FYI: Your weapons work just fine on other survivors — if you choose to go that route.
The final slap in the face of modern gaming trends came in the form of save points. Alien: Isolation does not use checkpoints; players must find and use various save points located throughout the levels.
It sounds like a little hiccup. I didn’t even flinch when Hope told the group about this before leading us to our video game slaughter stations.
I was wrong. This makes a massive, unbelievably huge difference. It can take up to 30 minutes just to travel 100 feet in Alien: Isolation. When every step forward is an important and dangerous one, progress markers are vital. Dying could scrap an hour of gameplay if you weren’t thorough or took a route that didn’t include a save point.
And — as you may have figured out — dying is something you do quite often in Alien: Isolation.
The aftermath
After three hours with Alien: Isolation, I made very little progress. I couldn’t quite get the hang of it — even on the easy difficulty.
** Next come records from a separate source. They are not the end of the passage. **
PR #431, opened 2020-03-17
Claim updates

cocosolos:
This attempts to bring claim mechanics closer to retail. Claim is currently applied in several different places, so I moved all of that to one function in battleutils, I also added a separate function to dirty exp based on party size and player level, and another for handling new unclaiming/claim passing mechanics. I tried to get this as close to retail as I could, but there's probably still things to iron out, like all claimed mobs still having the same color name. Some things this will have an effect on is anything that uses the player on mob death. There will be situations where the mob dies while unclaimed and there is no owner, such as a DoT tick.

**_I affirm:_**

### DIFF
--- a/src/map/entities/mobentity.cpp
+++ b/src/map/entities/mobentity.cpp
@@ -81,6 +81,7 @@ CMobEntity::CMobEntity()
     m_EcoSystem = SYSTEM_UNCLASSIFIED;
     m_Element = 0;
     m_HiPCLvl = 0;
+    m_HiPartySize = 0;
     m_THLvl = 0;
     m_ItemStolen = false;
 
@@ -505,6 +506,7 @@ void CMobEntity::Spawn()
     CBattleEntity::Spawn();
     m_giveExp = true;
     m_HiPCLvl = 0;
+    m_HiPartySize = 0;
     m_THLvl = 0;
     m_ItemStolen = false;
     m_DropItemTime = 1000;
@@ -666,18 +668,11 @@ void CMobEntity::OnMobSkillFinished(CMobSkillState& state, action_t& action)
             this->PAI->EventHandler.triggerListener("WEAPONSKILL_USE", this, PTarget, PSkill->getID(), state.GetSpentTP(), &action);
             PTarget->PAI->EventHandler.triggerListener("WEAPONSKILL_TAKE", PTarget, this, PSkill->getID(), state.GetSpentTP(), &action);
         }
-
-        if (objtype == TYPE_PET && PMaster && PMaster->objtype == TYPE_PC )
+        if (PTarget->isDead())
         {
-            auto mob = dynamic_cast<CMobEntity *>(PTarget);
-            if (mob && !mob->CalledForHelp())
-            {
-                mob->m_OwnerID.id = PMaster->id;
-                mob->m_OwnerID.targid = PMaster->targid;
-                mob->updatemask |= UPDATE_STATUS; //This can go here because we only wanna call the updatemask if this happens
-            }
+            battleutils::ClaimMob(PTarget, this);
         }
-
+        battleutils::DirtyExp(PTarget, this);
         if (msg == 0)
         {
             msg = PSkill->getMsg();
@@ -732,6 +727,12 @@ void CMobEntity::OnMobSkillFinished(CMobSkillState& state, action_t& action)
         }
         PTarget->StatusEffectContainer->DelStatusEffectsByFlag(EFFECTFLAG_DETECTABLE);
     }
+    PTarget = static_cast<CBattleEntity*>(state.GetTarget());
+    if (PTarget->isDead())
+    {
+        battleutils::ClaimMob(PTarget, this);
+    }
+    battleutils::DirtyExp(PTarget, this);
 }
 
 void CMobEntity::DistributeRewards()
@@ -1025,6 +1026,7 @@ void CMobEntity::Die()
                 loc.zone->PushPacket(this, CHAR_INRANGE, new CMessageBasicPacket(this, this, 0, 0, MSGBASIC_FALLS_TO_GROUND));
 
             DistributeRewards();
+            m_OwnerID.clean();
         }
     }));
     if (PMaster && PMaster->PPet == this && PMaster->objtype == TYPE_PC)
--- a/src/map/utils/battleutils.cpp
+++ b/src/map/utils/battleutils.cpp
@@ -704,9 +704,10 @@ namespace battleutils
             // Check for status effect proc. Todo: move to scripts soon™ after item additionalEffect refactor Teo is working on
             HandleSpikesStatusEffect(PAttacker, PDefender, Action);
 
-            if (PAttacker->objtype == TYPE_MOB && ((CMobEntity*)PAttacker)->m_HiPCLvl < PDefender->GetMLevel())
+            battleutils::DirtyExp(PAttacker, PDefender);
+            if (PAttacker->isDead())
             {
-                ((CMobEntity*)PAttacker)->m_HiPCLvl = PDefender->GetMLevel();
+                battleutils::ClaimMob(PAttacker, PDefender);
             }
             return true;
         }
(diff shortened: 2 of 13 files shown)


src/map/utils/battleutils.cpp
```diff
@@ -4098,38 +4042,118 @@ namespace battleutils
...
+            {
+                uint8 pcinzone = 0;
+                PAttacker->ForAlliance([&pcinzone, &mob](CBattleEntity* PMember) {
+                    if (PMember->getZone() == mob->getZone() && distance(PMember->loc.p, mob->loc.p) < 100)
+                    {
+                        pcinzone++;
+                    }
+                });
+                mob->m_HiPartySize = std::max(pcinzone, mob->m_HiPartySize);
+                mob->m_HiPCLvl = std::max(PAttacker->GetMLevel(), mob->m_HiPCLvl);
```
ibm2431: Should the highest player level be updated for each member within range? From my reading, the highest level is determined by a call to `dirtyExp`, which seems to only happens on claiming actions - what about a high level WHM that's only throwing cures?

src/map/entities/mobentity.cpp
```diff
@@ -732,6 +727,12 @@ void CMobEntity::OnMobSkillFinished(CMobSkillState& state, action_t& action)
         }
         PTarget->StatusEffectContainer->DelStatusEffectsByFlag(EFFECTFLAG_DETECTABLE);
     }
+    PTarget = static_cast<CBattleEntity*>(state.GetTarget());
+    if (PTarget->isDead())
+    {
+        battleutils::ClaimMob(PTarget, this);
```
ibm2431, line 733: I realize the secondary targets shouldn't, but shouldn't the primary target of the AoE always get claimed?

(Same for magic too)

ibm2431 (commented):
Thanks cocosolos! A few questions:

How does/should this interact with switching targets in a party situation? From my reading (and please correct me if this is wrong), at the moment if a party member is the mob's owner, but then attacks another mob (spell, WS, etc), that original mob's owner (`attacker->PClaimedMob`) is wiped in `claimMob`, but `relinquishClaim` isn't called to attempt to pass on the claim to another party member.

src/map/utils/battleutils.cpp
TeoTwawki: exp changes should be decided by highest player character to take action on or otherwise effect a mob directly - debuffs, damage (inc damage from spikes), target of JA - but not from actions that have no effect on the mob itself such as curing people from outside their party.

uncertain about damaging undead via cure but I presume it is treated like a nuke on undead and as no effect when on non undead monsters

src/map/entities/mobentity.cpp
cocosolos: I believe I read that mobskills don't actually claim, only normal attacks/magic, but I may be wrong about that. Magic should be claiming the primary target.

cocosolos:
Switching targets doesn't call relinquishClaim, only actually disengaging from a mob. So if you're the owner and switch targets the mob will go unclaimed unless another party member hits it first.

src/map/utils/battleutils.cpp
ibm2431: Sorry, I should have been more clear; a high level WHM _in_ the party.

cocosolos: The highest level party member is checked in dirtyExp, and also in charutils::DistributeExperiencePoints. So If a high level WHM doesn't physically interact with a mob, they should still be considered when exp is actually split. [Starting around here.](https://github.com/project-topaz/topaz/blob/432058d0ae232b2f0341b1e379e0f9b4a9515eb8/src/map/utils/charutils.cpp#L3265)

Edit: [Sorry it's actually the block above that.](https://github.com/project-topaz/topaz/blob/432058d0ae232b2f0341b1e379e0f9b4a9515eb8/src/map/utils/charutils.cpp#L3245)

ibm2431: Right; but the highest player level is a comparison against the attacker and the currently highest set for the mob:
`mob->m_HiPCLvl = std::max(PAttacker->GetMLevel(), mob->m_HiPCLvl);`
`dirtyExp` does loop through the entire party when a claiming action has been taken, but only to count the number of players in the party; as written it's not keeping track of the highest level player:
```
PAttacker->ForAlliance([&pcinzone, &mob](CBattleEntity* PMember) {
    if (PMember->getZone() == mob->getZone() && distance(PMember->loc.p, mob->loc.p) < 100)
    {
        pcinzone++;
    }
});
```
`DistributeExperiencePoints` does do so, but that only factors the WHM in upon mob death if the WHM or buffer remains in the party.

ibm2431:
Re: Switching targets, a player who has claim attacking another mob calls a clean for the owner ID of the mob they originally had claim on:
```
if (PDefender->isAlive() && attacker->PClaimedMob && attacker->PClaimedMob != PDefender
&& attacker->PClaimedMob->isAlive() && attacker->PClaimedMob->m_OwnerID.id == attacker->id)
    { // unclaim any other living mobs owned by attacker
        attacker->PClaimedMob->m_OwnerID.clean();
        attacker->PClaimedMob->updatemask |= UPDATE_STATUS;
        attacker->PClaimedMob = nullptr;
```
Which, unlike in `RelinquishClaim`, doesn't attempt to find another party member to pass claim onto.

Scenario:
1. Members A and B have taken aggressive action against a mob
2. Member A was the last one to do so, their ID is currently the one set in m_OwnerID
3. Member A, without taking an action which would trigger a `ReliniquishClaim` call, attacks another mob

What happens to the claim which should pass onto Member B?

src/map/utils/battleutils.cpp
cocosolos: Is the WHM supposed to factor into the party level if they don't act on the mob directly and they're not in the party when the mob dies? It's easy to change but I was under the impression that a high level WHM could be in the party during a fight, drop party, and not affect exp other than party size, given they don't interact with the mob.

From wiki:
`Party level is the level of the highest level player or pet to have acted on the monster since it was at 100% health with no debilitating status effects.`

cocosolos:
In that scenario, the mob is supposed to go unclaimed. Unless Member B does an action to become the owner before Member A performs a claiming action on another mob, claim will drop. Member B will still have that mob as their ClaimedMob, but the mob loses its owner. This is supposed to happen.

src/map/utils/battleutils.cpp
ibm2431: I _assumed_ it's supposed to affect exp but should probably have someone confirm~

@project-topaz/researcher

59blargedy: just to clarify, the scenario you wish to test is:
player a lvl 50
player b lvl 75
in party together, engage mob, player b takes no action
player b drops party and either:
does nothing (what is xp?)
PLs (what is xp?)

cocosolos: Player A can be level 1, Player B can be 99, as long as there's a sufficient difference in level to impact exp. Then party up, have only Player A attack the mob, and have Player B drop party before the mob dies. What does the exp look like when the mob dies? Does anything change if Player B cures/buffs Player A before dropping party?

TeoTwawki: > but that only factors the WHM in upon mob death if the WHM or buffer remains in the party.

thats expected: on retail I've jumped in party power buffed ppl then left without effecting the exp. (haste n refresh) tho SE nerfed the buff durations)

59blargedy:
https://youtu.be/BWZDHvzbns4
perhaps changed at some point. tested: 
lvl 32 rng, lvl 99 rdm. 
lvl 32 engaged sole member of party, received outside cures, xp.
32 engaged, 99 buffed, 99 dropped, no xp.
32 engaged 99 buffed with flurry (in case multiple buffs/regen messing things up), 99 dropped, no xp
32 engaged 99 dropped, cured outside, no xp
32 engaged 99 dropped, no 99 action, no xp
(all on xp bearing mobs

KnowOne134 (approved):
been testing and seems to be good

ibm2431:
> In that scenario, the mob is supposed to go unclaimed.

Even if Member B is still engaged?

cocosolos:
> > In that scenario, the mob is supposed to go unclaimed.
> 
> Even if Member B is still engaged?

Yep, unless they're the owner they basically have no claim over the mob. This is also why Member A could drop party instead of attacking another mob and the mob would become exclusively theirs, Member B would auto disengage.

ibm2431:
What about a scenario of two BLMs who have both (single-target) nuked a mob, but then the one currently listed as the mob's owner decides to nuke a second?

I'm worried about people outside a party trying to yoink an NM if the one single party member who is marked as the claimant tries to deal with an add.

cocosolos:
If the owner nukes another mob, the first mob will go unclaimed. I believe this is intentional. However, anyone not in this party will have to place themselves at the top of the hate list to steal the claim. Any party member of the original owner will be able to reclaim instantly.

I am not shocked that I suck at it. I knew that was going to happen.
However, I was surprised that I didn’t enjoy my experience. Somewhere in the haze of constant impalement, Alien: Isolation stopped being scary. The first dozen or so times the alien sliced me up, I jumped, laughed at myself, and carried on.
But you can only endure so many horrible deaths. After a while, these are frustrating — not scary. I noticed that myself and many of the other writers weren’t yelling out of terror; we were yelling because we were angry. This game was not keeping me on the edge of my seat; it was pissing me off.
Alien: Isolation has a striking look and feel to it and definitely features an near-omnipotent bad guy, one of the strongest I’ve gone up against. Playing it is quite a unique experience.
However, I didn’t have fun playing Isolation. Maybe I am just too set in my ways, and these freaky new features are too much for my fragile gamer brain to handle. Maybe Isolation is meant to illicit a more serious response from players, and my frustrations are meant to mirror the frustrations of someone trying to survive an impossible situation.
Still, I can’t help but think that games should be fun, and I think Alien: Isolation’s harsh practices will steer it away from that for most people.